**Task description**
Set down the entries below once more, precisely as they stand.

**Data shown**

_ _ _ _

PR #2907, opened 2019-01-03
Properly populate user instance passed to password validators

craigloftus:
The current user registration form does not correctly populate the user object that is passed to the password validators, consequently any validators relying on properties of the user will not be applied correctly.

The overriding of the undocumented `_post_clean` method follows the approach used upstream in  [django.contrib.auth.forms.UserCreationForm](https://github.com/django/django/blob/master/django/contrib/auth/forms.py#L106)


craigloftus:
@solarissmoke Your comments should now be addressed.

PR #2913, opened 2019-01-14
Use iframe to shield page from leaking css in dashboard email html preview

jaroel:


jaroel:
Fixes #2914

jaroel:
This makes it look like this:
screenshot 2019-01-14 at 12 34 38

_ _ _ _

**Expected output**
PR #2907, opened 2019-01-03
Properly populate user instance passed to password validators

craigloftus:
The current user registration form does not correctly populate the user object that is passed to the password validators, consequently any validators relying on properties of the user will not be applied correctly.

The overriding of the undocumented `_post_clean` method follows the approach used upstream in  [django.contrib.auth.forms.UserCreationForm](https://github.com/django/django/blob/master/django/contrib/auth/forms.py#L106)


craigloftus:
@solarissmoke Your comments should now be addressed.

PR #2913, opened 2019-01-14
Use iframe to shield page from leaking css in dashboard email html preview

jaroel:


jaroel:
Fixes #2914

jaroel:
This makes it look like this:
screenshot 2019-01-14 at 12 34 38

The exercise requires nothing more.